Aperture varying autoregressive covariance modeling for 2D oversampled receive arrays

Recently it has been proposed that two-dimensional (2D) oversampled received arrays could be used to provide signal-to-external noise ratio (SENR) gains for over-the-horizon radar applications which are strongly externally noise limited. These array configurations can be used to exploit superdirective adaptive beamforming techniques. A key element of the superdirective adaptive beamforming process is the estimation of the array spatial noise covariance matrix. In this paper we propose a parametric covariance modeling technique called aperture varying autoregressive (AVAR) covariance modeling that captures the 2D spatial correlation structure of high-frequency (HF) background noise sampled by an oversampled 2D receive array.

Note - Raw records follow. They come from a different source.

PR #1346, opened 2022-10-25
Reduce heap code redundancy

### LINKED ISSUE #1143: GLIBC_TUNABLES can confuse some heap commands
### Description
If GLIBC's `GLIBC_TUNABLES` [environment variable](https://www.gnu.org/software/libc/manual/html_node/Tunables.html) is set, ld copies its contents to memory requested via `sbrk()` during program initialization.

Because malloc's main arena also relies on `sbrk()` to request memory, the start of the main arena's heap is determined by the length of the `GLIBC_TUNABLES` string rounded up to the architecture's chunk alignment.

Importantly `mp_.sbrk_base` *isn't* rounded up, this affects some of pwndbg's heap commands such as `vis_heap_chunks` and `heap` because they rely on `mp_.sbrk_base` to find the start of the main arena's heap. Below is an example of how this issue can manifest:

glibc tunables issue

After setting the `GLIBC_TUNABLES` environment variable via GDB, the above program requests a single 0x20-size chunk. The `GLIBC_TUNABLES` string starts at the beginning of the `[heap]` region, followed by the main arena's heap at address `0x555555559020` which contains a tcache and 0x20-size chunk. Note that `mp_.sbrk_base` points to the end of the `GLIBC_TUNABLES` string, causing incorrect `vis_heap_chunks` and `heap` output. Be aware when testing this that later versions of GLIBC will reject incorrectly named tunables.

### Possible solution
When determining the start address of the main arena's heap, rounding `mp_.sbrk_base` up to the appropriate chunk alignment for the target architecture could mitigate this issue.

CptGibbon:
This is a first attempt at fully integrating the new heap classes with existing heap commands.
Hopefully it reduces some duplicate code and makes it easier to write/maintain heap commands.
Yes it's a bit on the large side, it snowballed somewhat. Apologies to reviewers.

Main changes:
* More accurate arena detection (less main arena false positives, non-contiguous main arena support)
* More accurate heap detection (fixes #1143)
* Removed ambiguous methods (`get_arena()` & `get_heap_boundaries()`)
* Quality of life stuff e.g. `for chunk in heap:` 🙌

There's still some work to do:
* I break encapsulation twice to maintain original command functionality
* `arenas` command no longer renames heaps (requires discussion)
* `Bin` classes still require tighter integration
* Need tests for commands like `heap` and `arenas` (I can write these soon 👍)

The failing test is only on Ubuntu 22.04, and is caused by the heuristic version of `mp` failing to resolve `_mp_addr` correctly. I'm  hoping @lebr0nli will understand what's going on there.


pwndbg/heap/ptmalloc.py
```diff
@@ -1741,31 +1781,17 @@ def thread_cache(self):
...
+                    if pwndbg.gdblib.vmmap.find(thread_cache_struct_addr):
                         self._thread_cache = self.tcache_perthread_struct(thread_cache_struct_addr)
                         return self._thread_cache
 
             # If we still can't find the tcache, we guess tcache is in the first chunk of the heap
             # Note: The result might be wrong if the arena is being shared by multiple threads
             # And that's why we need to find the tcache address in TLS first
-            arena = self.get_arena()
-            heap_region = self.get_heap_boundaries()
+            arena = self.thread_arena or self.main_arena
```
lebr0nli: After the refactoring, we used many `allocator.thread_arena or allocator.main_arena` and `self.thread_arena or self.main_arena` in different places.

I think it's suitable if we have debug symbols, but if the target binary is single-threaded and doesn't have debug symbols, is it possible that we only use `main_arena` here?

Because the heuristic for `thread_arena` is more easily to fail than the heuristic of `main_arena`, and if it failed when resolving `thread_arena` here, we will get an`SymbolUnresolvableError` even if we are possible to get the correct result with `main_arena`.

So, how about we add a new property called `current_arena` for `DebugsymsHeap` and `HeuristicHeap`, and replace `allocator.thread_arena or allocator.main_arena` with `allocator.current_arena`?

Something like:

```python
class DebugSymsHeap(GlibcMemoryAllocator):
    @propery
    def current_arena(self):
        return self.thread_arena or self.main_arena
```

and

```python
class HeuristicHeap(GlibcMemoryAllocator):
    @propery
    def current_arena(self):
        if not self.multithreaded:
            # We return `main_arena` instead of `thread_arena` because `main_arena` is more reliable than `thread_arena` currently
            return self.main_arena
        return self.thread_arena
```

CptGibbon: Yes I agree that because `thread_arena` can fail, checking for a multi-threaded environment before attempting to resolve it is sensible. However, I removed the `get_arena()` and `get_heap_boundaries()` methods because they were ambiguous, and I think the idea of a "current arena" is still ambiguous...

What do you think to adding a check for `self.multithreaded` into `thread_arena`, then returning the main arena if the process is single-threaded? That way the name "thread_arena" is still accurate, since you'll still be getting thread 1's arena in a single-threaded environment.

pwndbg/commands/heap.py
```diff
@@ -644,60 +625,44 @@ def find_fake_fast(addr, size=None, align=False):
...
             break
 
-        if prev_inuse:
+        if chunk.prev_inuse:
             chunk_delims.append(cursor + ptr_size)
         else:
             chunk_delims.append(cursor)
 
-        if (cursor == top_chunk and not naive) or (cursor == heap_region.end - ptr_size * 2):
+        if (chunk.is_top_chunk and not naive) or (cursor == heap_region.end - ptr_size * 2):
```
gsingh93, line 660: You can do this in this PR or in another one if you think it makes sense, but the `2*ptr_size` constant pops up a lot in this code. Maybe we should move that to a constant to help with readability? Maybe `MIN_CHUNK_SIZE`?

CptGibbon: Agreed, there's still a few things like this that need addressing.

I get the sneaking suspicion that `MIN_CHUNK_SIZE` is already implemented as `min_chunk_size()`, which returns the minimum non-fencepost chunk size (`ptrsize*4`) 🤔

Nonetheless I will certainly make this less of a magic number in the next PR 👍

pwndbg/heap/ptmalloc.py
CptGibbon: *Note to self
Address cases where malloc is initialized but the debugged thread is not attached to an arena.*

lebr0nli: > What do you think to adding a check for `self.multithreaded` into `thread_arena`, then returning the main arena if the process is single-threaded?

I think it's good, I agreed 👍

Btw, if we do this, we might need to modify the tests here: https://github.com/pwndbg/pwndbg/blob/5695658797d3284517ae4ca2ed3eeefafb9fbae1/tests/gdb-tests/tests/heap/test_heap.py#L366

to make sure the heuristic use `main_arena` correctly when single-threaded, and then assert `gdb.selected_thread().num == 2` and `*thread_arena != &main_arena` to check if the heuristic still works for multi-threaded.

(probably add a for-loop or something that we do the same tests but `continue` the process in the second iteration to enter the new thread)

CptGibbon: Good point.
My next PR focusses on writing more tests, I've noted this as one more to be added 👍

Issue #1328, opened 2022-10-23
Run all tests in Docker containers


gsingh93:
In https://github.com/pwndbg/pwndbg/issues/1327 we discovered that the version of GDB used in the CI is actually newer than what's provided in the apt repositories. This means we're going to miss bugs in older versions of GDB.

We should switch to running all of our tests inside Docker images, which will actually match a production environment. The Ubuntu 22.04 hosted worker contains cached Docker images for all of the Ubuntu versions we care about: https://github.com/actions/runner-images/blob/main/images/linux/Ubuntu2204-Readme.md#cached-docker-images

Since these machines also have cached images for Debian 11 and 10, we should also run tests on those images as well.

disconnect3d:
We can probably force to install an older version of the GDB package just for Ubuntu 18.x.

gsingh93:
I think we should go with this Docker approach anyway:
1. This is going to happen in the future with newer Ubuntu versions eventually
2. Who knows what other packages are actually different and could lead to problems
3. We want to do this anyway to support testing on Debian, so why not just do it for all of our tests

KevinN318:
Hi, I would like to try to implement this.

gsingh93:
@KevinN318 I've assigned it to you. If you need help, let us know here or in Discord (link is in the README).

disconnect3d:
This was finally merged in https://github.com/pwndbg/pwndbg/pull/1370

PR #1351, opened 2022-10-26
Run tests in Docker images

KevinN318:
This may not be the right implementation in regards to #1328 where we should switch all tests within docker images. I guess I’m confused as to what all tests are and the structure.

In this pr draft:
In the docker workflow, we run each image in a container and run the tests. Did this by adding more Dockerfiles and making changes in the workflow and docker-compose files. The images are also cached to GitHub. The original Dockerfile was unchanged and its commands can still be run. Currently, ubuntu18.04 and debian10 fails. 

Assumptions:
Where the Docker workflow was originally used to test if the docker image builds. We use this in turn to run the tests in each respective image.

The tests workflow builds the project and runs the tests on the runners. And code coverage is ran for ubuntu22.04 build. Not sure if this is needed if we are using docker, if not just for running code coverage.


disconnect3d:
Two notes:
- we should probably move all the dockerfiles into `.github` or some `ci` or `tests` directory
- the common code for all dockerfiles could be just a shell script instead of having the same content in all of them (are there any differences between them?)
- we want to keep `Dockerfile` and `docker-compose.yml` in the root directory of the repo for users to run pwndbg on our latest supported version (Ubuntu 22.04) and not to be confused which one to choose from

gsingh93:
We can also reduce the common code by parameterizing the base image, like this: https://stackoverflow.com/questions/51080541/build-2-images-with-docker-from-a-single-dockerfile-while-using-different-base-i

disconnect3d:
@gsingh93 lol nice, didn't know u can use args for FROM directive/clause

KevinN318:
@gsingh93 I was looking for something like this! Thanks, I'll implement this. @disconnect3d Thanks for feedback.

docs/pycharm_debugging.md
```diff
@@ -1,47 +1,47 @@
-Debugging with PyCharm
```
gsingh93: This file looks the same to me, why is github showing it as changed?

Dockerfile
```diff
@@ -43,4 +43,4 @@ RUN echo "source /pwndbg/gdbinit.py" >> ~/.gdbinit.py && \
 
 ADD . /pwndbg/
 
-RUN git submodule update --init --recursive
+RUN git submodule update --init --recursive
```
gsingh93: Can you add back the newline? A lot of editors enforce this, so it's going to get changed again the next time someone with that editor config touches this file.

KevinN318: will do

docs/pycharm_debugging.md
gsingh93: Can you revert this file, assuming you didn't actually make changes to it? You should be able to do `git restore -s dev docs/pycharm_debugging.md` to revert it, and then  if you add and commit it, this should disappear.

gsingh93 (changes requested):
Along with that docs file, can you remove the `.DS_Store` files (`git rm .DS_Store` and then commit) and revert the changes to `gdb-pt-dump`?

gsingh93:
Also, the issue causing the 18.04 tests to fail was fixed by https://github.com/pwndbg/pwndbg/pull/1333. You'll need to rebase with `git fetch origin && git rebase origin/dev` to get the latest changes. If you're not familiar with `git`, I suggest you also create a backup branch before trying this (`git checkout -b backup`).

KevinN318:
@gsingh93 I've done as you've requested I hope but there are still tests that fail in 18.04 not too sure what it is.

gsingh93:
I think something is going wrong when you're pushing updates. If you take a look at the files here, the DS_Store files are still there: https://github.com/pwndbg/pwndbg/pull/1351/files. And the other unrelated changes haven't been reverted. What git commands are you running?

KevinN318:
@gsingh93 Should be all good now finally.

.github/workflows/docker.yml
```diff
@@ -3,13 +3,26 @@ on: [push, pull_request]
...
-    timeout-minutes: 10
+    timeout-minutes: 30
     steps:
-    - uses: actions/checkout@v3
+    - uses: actions/checkout@v2
+
+    - name: Cache for docker images
+      uses: satackey/action-docker-layer-caching@v0.0.11
+      # Ignore the failure of a step and avoid terminating the job.
+      continue-on-error: true
```
disconnect3d, line 19: Out of curiosity, when can it fail?

Dockerfile
```diff
@@ -1,13 +1,15 @@
 # This dockerfile was created for development & testing purposes
 #
-# Build as:             docker build -t pwndbg .
+# Build as:             docker build -t pwndbg .
```
disconnect3d:
```suggestion
# Build as:             docker build -t pwndbg .
```

docker-compose.yml
```diff
@@ -1,11 +1,77 @@
 version: "3.8"
 services:
   main:
-    build: .
+    build: .
```
disconnect3d:
```suggestion
    build: .
```

docker-compose.yml
```diff
@@ -9,3 +9,69 @@ services:
       - seccomp:unconfined
     cap_add:
       - SYS_PTRACE
+
+  ubuntu18.04:
+    build:
+      context: .
```
disconnect3d, line 15: Why do lines ending with "." end with a space? :P

disconnect3d:
@KevinN318 can you check if a yaml specification included below would work?

This uses [yaml anchors](https://www.educative.io/blog/advanced-yaml-syntax-cheatsheet#anchors) to avoid the duplication of common settings between image specifications :). It seems to work when I do `yaml.load(open('./a.yaml'))` on it in Python, but please double check if docker compose is fine with it as well.

```yaml
version: "3.8"
services:
  main: &base-spec
    build: .
    volumes:
      - .:/pwndbg
    platform: linux/amd64
    security_opt:
      - seccomp:unconfined
    cap_add:
      - SYS_PTRACE

  ubuntu18.04:
    <<: *base-spec
    build:
      args:
        image: ubuntu:18.04

  ubuntu20.04:
    <<: *base-spec
    build:
      args:
        image: ubuntu:20.04

  ubuntu22.04:
    <<: *base-spec
    build:
      args:
        image: ubuntu:22.04

  debian10:
    <<: *base-spec
    build:
      args:
        image: debian:10

  debian11:
    <<: *base-spec
    build:
      args:
        image: debian:11
```

gsingh93:
Maybe `extends` could also help here: https://docs.docker.com/compose/extends/#extending-services

disconnect3d:
This will be continued in https://github.com/pwndbg/pwndbg/pull/1370

PR #1353, opened 2022-10-30
Support `malloc_par` of GLIBC 2.35

lebr0nli:
This commit will add support to the new definition of `struct malloc_par` in GLIBC 2.35.

Some issues about the heuristic found in #1346 should be fixed after this PR.


CptGibbon:
Thanks for adding this, tests in #1346 pass now ❤️

PR #2419, opened 2024-09-04
sigreturn command: improve help string

disconnect3d:
Inform on the default address in `help sigreturn`


disconnect3d:
https://github.com/pwndbg/pwndbg/blob/df8a9d4dc6155aaefd2a84d8a7a44e90745c8d27/pwndbg/commands/telescope.py#L88-L90 hmmmm maybe it should be done like this?

disconnect3d:
Yeah this should be done as default arg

The use of this covariance modeling technique can significantly reduce the computational requirements for the inversion of large spatial covariance matrices. Additional gains are achieved via reduced sample support requirements for an N-element 2D receive array. In this paper we introduce 2D aperture varying autoregressive models AVAR(m,l) that are spatially non-stationary generalizations of traditional autoregressive AR(m) or AR (m,l) techniques. While traditional AR techniques model covariance structure as toeplitz or toeplitz-block-toeplitz, these new AVAR models enforce a banded or doubly banded inverse covariance structure which is more general. The introduced AVAR methods are closely coupled to the oversampled array architecture which in the presence of nearly homogeneous external noise exhibits spatial correlation most strongly amongst closely spaced elements. Therefore the use of these AVAR methods effectively restricts the adaptive beamforming to gains achievable through superdirective beamforming.